Personal information
- Full name: Richard Henry Jones
- Date of birth: 5 June 1926
- Place of birth: Goomalling, Western Australia
- Date of death: 16 January 2013 (aged 86)
- Place of death: Myrtle Bank, South Australia
- Original team(s): East Fremantle
- Height: 173 cm (5 ft 8 in)
- Weight: 72 kg (159 lb)
- Position(s): Rover

Playing career^{1}
- Years: Club / Games (Goals)
- 1949, 1951: South Melbourne / 19 (28)

Coaching career
- Years: Club / Games (W–L–D)
- 1957–1958: West Torrens / 37 (18–17–2)
- ^{1} Playing statistics correct to the end of 1958.

= Dick Jones (Australian footballer) =

Australian rules footballer (1926–2013)

Richard Henry Jones (5 June 1926 – 16 January 2013) was an Australian rules footballer who played with South Melbourne in the Victorian Football League (VFL).

==Biography==
Jones, a rover, joined South Melbourne from East Fremantle, but hailed from rural Western Australia.

Jones kicked a goal in all but one of his 17 games and topped South Melbourne's goal-kicking with 27 majors. During the year he was acting vice-captain.
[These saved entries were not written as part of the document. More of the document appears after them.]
PR #1038, opened 2021-05-17
Setting up Development project to also run

bettinaheim:
Adding support for the Development example that compiles using the source code version of the QIR generation to also run, using a fixed runtime version. For this project, the driver is hardcoded rather than generated. 

I also adjusted slightly the dependency handling for rewrite steps.


src/QsCompiler/Transformations/SyntaxTreeTrimming.cs
```diff
@@ -15,22 +13,18 @@ namespace Microsoft.Quantum.QsCompiler.Transformations.SyntaxTreeTrimming
...
             {
                 var globals = compilation.Namespaces.GlobalCallableResolutions();
-                var augmentedEntryPoints = BuiltIn.AllBuiltIns
-                    .Where(bi => bi.Kind != BuiltInKind.Attribute && globals.ContainsKey(bi.FullName))
-                    .Select(bi => bi.FullName)
-                    .Concat(compilation.EntryPoints)
-                    .Distinct()
-                    .ToImmutableArray();
+                var dependenciesToKeep = dependencies?.Where(globals.ContainsKey) ?? ImmutableArray<QsQualifiedName>.Empty;
+                var augmentedEntryPoints = dependenciesToKeep.Concat(compilation.EntryPoints).Distinct().ToImmutableArray();
```
ScottCarda-MS, line 27: nit: A more typical syntax when using multiple LINQ methods is to have each on a new line. This reflects SQL syntax.

src/QsCompiler/Core/Dependencies.fs
```diff
@@ -39,58 +40,34 @@ type BuiltIn =
...
+            BuiltIn.ApplyIfOneC.FullName,
+            BuiltIn.ApplyIfOneCA.FullName,
+            BuiltIn.ApplyIfElseR.FullName,
+            BuiltIn.ApplyIfElseRA.FullName,
+            BuiltIn.ApplyIfElseRC.FullName,
+            BuiltIn.ApplyIfElseRCA.FullName
+        )
 
     /// The set of all built in callables and attributes
-    static member AllBuiltIns =
```
ScottCarda-MS, line 45: It seems to defeat the purpose of a built-in callable or attribute if it gets removed by the first rewrite step (syntax tree trimming) and is no longer available for any subsequent rewrite steps. Hence I think it would make the system more maintainable to save all of the built-ins through that rewrite step and not just the ones that we know to be used currently.

src/QsCompiler/Transformations/SyntaxTreeTrimming.cs
bettinaheim: done.

src/QsCompiler/Core/Dependencies.fs
bettinaheim: Briefly summarizing our discussion:
Both the RewriteStepsDependencies and AllBuiltIns are deprecated and will be replaced by letting/requiring each rewrite step to declare its dependencies as part of the interface.

src/QsCompiler/Core/Dependencies.fs
```diff
@@ -87,7 +112,7 @@ type BuiltIn =
             BuiltIn.ApplyIfElseRA
             BuiltIn.ApplyIfElseRC
             BuiltIn.ApplyIfElseRCA
-            // dependencies in other namespaces (e.g. things used for code actions)
+            // in other namespaces (e.g. things used for code actions)
```
ScottCarda-MS, line 115:
```suggestion
            // in Microsoft.Quantum.Arrays
```

src/QsCompiler/Compiler/CompilationLoader.cs
```diff
@@ -574,7 +574,10 @@ public CompilationLoader(SourceLoader loadSources, ReferenceLoader loadReference
             {
                 // TODO: It would be nicer to trim unused intrinsics. Currently, this is not possible due to how the old setup of the C# runtime works.
                 // With the new setup (interface-based approach for target packages), it is possible to trim ununsed intrinsics.
-                var rewriteStep = new LoadedStep(new SyntaxTreeTrimming(keepAllIntrinsics: !qirEmissionEnabled), typeof(IRewriteStep), thisDllUri);
+#pragma warning disable CS0618 // Type or member is obsolete
+                // TODO: The dependencies for rewrite steps should be declared as part of IRewriteStep interface, and we should query those here.
+                var rewriteStep = new LoadedStep(new SyntaxTreeTrimming(keepAllIntrinsics: !qirEmissionEnabled, BuiltIn.AllBuiltIns.Select(e => e.FullName)), typeof(IRewriteStep), thisDllUri);
```
ScottCarda-MS, line 579: We had previously filtered out built-in attributes as well. Not sure if you want to keep those or not.

bettinaheim: It seems more consistent to keep them if we keep the rest with the argument of it being listed in BuiltIn.

ScottCarda-MS (approved):

PR #1040, opened 2021-05-19
Merge main to feature/azure-quantum-simulator

cesarzc:
Merge latest main changes into feature/azure-quantum-simulator


ScottCarda-MS (approved):
Looks like the build issue is with the styling on the AssemblyLoader.cs file. Should be an easy fix.

PR #1044, opened 2021-05-25
Update deprecated statements in unit test template

### LINKED ISSUE #607: Deprecated operation call in VS Code template
`Assert` is deprecated. I suggest to replace it with `AssertMeasurement`.

https://github.com/microsoft/qsharp-compiler/blob/20c020d889915f2f19d996b5e2dc6a23fe2b6075/src/VSCodeExtension/templates/unittest/Tests.qs#L11

dime10:
Edit: might close #607


bettinaheim (approved):
Thanks for updating this! Looks like this got missed.

PR #1045, opened 2021-05-27
Add API documentation linting to docgen step

cgranade:
This draft PR adds new functionality to the docgen step to check for common documentation errors and to expose them to the user. Each linting rule can be turned off, to warning level, or promoted to errors by setting the new `<QSharpDocsLintingRules>` MSBuild property. My goal with this would be to use the new rules to help improve API documentation in the libraries and runtime repos, with an eventual aim of promoting all docs linting rules to errors.

There's still a lot of code quality things left to be done (esp. adding API documentation to new types in this PR), but I wanted to open this up for early feedback and see if this could be a reasonable direction to help improve our API docs. Thanks!


samarsha:
@cgranade do you still want a review for this?

cgranade:
> @cgranade do you still want a review for this?

Oh, goodness, I forgot about this...! Would appreciate your thoughts on whether this is a useful way to go for improving our API docs, in any case. If it seems like a reasonable approach, happy to see what I can do to get it across the finish line.

PR #1054, opened 2021-06-09
Move CSharpGeneration to compiler repo

swernli:
This moves the Microsoft.Quantum.CSharpGeneration rewrite step package into this repo as part of addressing https://github.com/microsoft/qsharp-runtime/issues/618.


QsCompiler.sln
```diff
@@ -55,6 +55,18 @@ Project("{9A19103F-16F7-4668-BE54-9A1E7A4F7556}") = "QirGeneration", "src\QsComp
 EndProject
 Project("{9A19103F-16F7-4668-BE54-9A1E7A4F7556}") = "LlvmBindings", "src\QsCompiler\LlvmBindings\LlvmBindings.csproj", "{36FB68CC-533A-40D4-A2E9-597A35C6912C}"
 EndProject
+Project("{2150E333-8FDC-42A3-9474-1A3956D46DE8}") = "src", "src", "{E70908F4-CE50-4CDA-A5DE-0C02554FBBC6}"
+EndProject
+Project("{2150E333-8FDC-42A3-9474-1A3956D46DE8}") = "QsCompiler", "QsCompiler", "{8088F458-4201-46A4-882A-047A35A8601D}"
+EndProject
```
samarsha, line 61: This shows up a little strangely in solution view. I'm not sure what the best organization is. There could be a folder for C# generation, but moving the C# generation tests to the Tests folder seems weird. Maybe we could get rid of Tests and in general have the test project adjacent to the project it's testing?

image

src/QsCompiler/DataStructures/Diagnostics.fs
```diff
@@ -457,614 +457,631 @@ type DiagnosticItem =
...
         try
             String.Format(str, args)
-        with _ -> str // let's fail silently for now
+        with
+        | _ -> str // let's fail silently for now
 
     static member Message(code: ErrorCode, args: IEnumerable<string>) =
         let ApplyArguments =
             DiagnosticItem.ApplyArguments args
             << function
```
samarsha, line 466: I think you could avoid most of the formatting changes in this file by using `match` here and in the other cases:

```suggestion
            match DiagnosticItem.ApplyArguments args with
```

swernli: I'll try that and see how the diff compares...

swernli: Yup, that worked, thanks!

QsCompiler.sln
swernli: Ah, right. I've run into this before, because I use `dotnet sln add` to handle adding things to the solution file, which follows the folder structure instead of the previous patterns that get created when someone uses the Visual Studio UI. Since I don't have Visual Studio installed, I'm going to try editing the file to get the new projects to show up in the other style.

In 1950 he returned to Western Australia and captain-coached Boulder City to a Goldfields National Football League premiership.

Jones resumed his VFL career in 1951 but only appeared in the opening two rounds of the season.

The next stage of his career was spent in South Australia, starting at Glenelg in 1952. He stopped playing football at the end of the year and concentrated on his police career, before returning briefly in 1956.

In 1957 he was appointed captain-coach of West Torrens and guided them to a fourth-place finish that year. He retired as a player in 1958 but stayed on as coach and was then involved in controversy when he chose to delist aging club great Bob Hank.

Jones was a television and radio commentator in the SANFL during the 1970s and 1980s.

Jones died in Myrtle Bank, South Australia on 16 January 2013, at the age of 86.